> **Required action**:
Your answer must be the full set of entries, repeated exactly.

Collected data
■ ■ ■ ■ ■
PR #336, opened 2019-02-20
A new file generator

webmat:
This pull request introduces a simplified generator for files generated based on the ECS core files in `schemas/*`. The idea is to read everything, augment all fields with defaults, copy reusable fields to their intended destination, eventually lint for problems or add validations; then we save the intermediary in memory representation as a generated file (see `generated/ecs/fields_flat.yml`).

At this point, we can trigger a series of generators based on this. Either in Python, based on the in memory dictionary, or another language, based on this simplified and fully fleshed out intermediary file.

This PR introduces the following generators:

- The one that saves the intermediary YML representation
- The schema.csv file. It moves from the root to `generated/schema.csv`
- Elasticsearch 6 and 7 sample templates, at `generated/elasticsearch/*`

This PR also introduces a few other things:

- ECS version to be used in code generation is now saved in `version` at the root of the repo
- Some Python tests for the generator
- Python tests intended to spec ECS itself. The introductory test in this file ensures we don't introduce a bug where the base fields are nested under `base.*` :-) The file is `scripts/tests/test_ecs_spec.py`, and should be used for any high level truism we want to ensure about ECS itself. Not for typical corner cases and unit tests.
- These tests run as part of `make check` in Travis, or can be called specifically with `make test`.
- The new generator is automatically called in the global `make generate`, but you can run only the new generator with only `make generator`

**TODO** before merging

- [x] Generate different index template for v6 and v7
- [x] Remove template.json and schema.csv at the root (they're now in `generated/*/`)
- [x] Readme: point people to the generated files.
  - gist: they'll all gradually move to `generated/*/` from now on, except for docs
- [x] Set a default `object_type` for `type: object` fields? (only one without a default at this time)

Not in scope for this first PR, but should get attention soon:

- adding validations / linting rules
- generating asciidoc
- generating the readme (will be replaced by asciidoc soon anyway, so will not be ported)
- generating "perfect" beats yml defs
- generating the Kibana JSON or the Go library
- generating a sample Kibana index pattern in line with the ES templates
- generating a Kibana canvas workpad to explore ECS


webmat:
@MikePaquette Ok, the new generator is now able to generate the csv file and the template, including the reusable fields.

In the future I'd like to mostly output the generated files all in one place, in generated/*. But for the purpose of the pull request diffs, I'm also overwriting the old version of the two files, right at the root of the repo.

MikePaquette:
@webmat love the new CSV output with the nested fields!
Question: Should we / can we include a version column in the CSV output with the ECS release version?
Seems a bit redundant to have it in every row, but we'd be able to import each CSV file into Elasticsearch and keep statistics and visualizations of ECS over time.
■ ■ ■ ■ ■
> **Exercise response**:
PR #336, opened 2019-02-20
A new file generator

webmat:
This pull request introduces a simplified generator for files generated based on the ECS core files in `schemas/*`. The idea is to read everything, augment all fields with defaults, copy reusable fields to their intended destination, eventually lint for problems or add validations; then we save the intermediary in memory representation as a generated file (see `generated/ecs/fields_flat.yml`).

At this point, we can trigger a series of generators based on this. Either in Python, based on the in memory dictionary, or another language, based on this simplified and fully fleshed out intermediary file.

This PR introduces the following generators:

- The one that saves the intermediary YML representation
- The schema.csv file. It moves from the root to `generated/schema.csv`
- Elasticsearch 6 and 7 sample templates, at `generated/elasticsearch/*`

This PR also introduces a few other things:

- ECS version to be used in code generation is now saved in `version` at the root of the repo
- Some Python tests for the generator
- Python tests intended to spec ECS itself. The introductory test in this file ensures we don't introduce a bug where the base fields are nested under `base.*` :-) The file is `scripts/tests/test_ecs_spec.py`, and should be used for any high level truism we want to ensure about ECS itself. Not for typical corner cases and unit tests.
- These tests run as part of `make check` in Travis, or can be called specifically with `make test`.
- The new generator is automatically called in the global `make generate`, but you can run only the new generator with only `make generator`

**TODO** before merging

- [x] Generate different index template for v6 and v7
- [x] Remove template.json and schema.csv at the root (they're now in `generated/*/`)
- [x] Readme: point people to the generated files.
  - gist: they'll all gradually move to `generated/*/` from now on, except for docs
- [x] Set a default `object_type` for `type: object` fields? (only one without a default at this time)

Not in scope for this first PR, but should get attention soon:

- adding validations / linting rules
- generating asciidoc
- generating the readme (will be replaced by asciidoc soon anyway, so will not be ported)
- generating "perfect" beats yml defs
- generating the Kibana JSON or the Go library
- generating a sample Kibana index pattern in line with the ES templates
- generating a Kibana canvas workpad to explore ECS


webmat:
@MikePaquette Ok, the new generator is now able to generate the csv file and the template, including the reusable fields.

In the future I'd like to mostly output the generated files all in one place, in generated/*. But for the purpose of the pull request diffs, I'm also overwriting the old version of the two files, right at the root of the repo.

MikePaquette:
@webmat love the new CSV output with the nested fields!
Question: Should we / can we include a version column in the CSV output with the ECS release version?
Seems a bit redundant to have it in every row, but we'd be able to import each CSV file into Elasticsearch and keep statistics and visualizations of ECS over time.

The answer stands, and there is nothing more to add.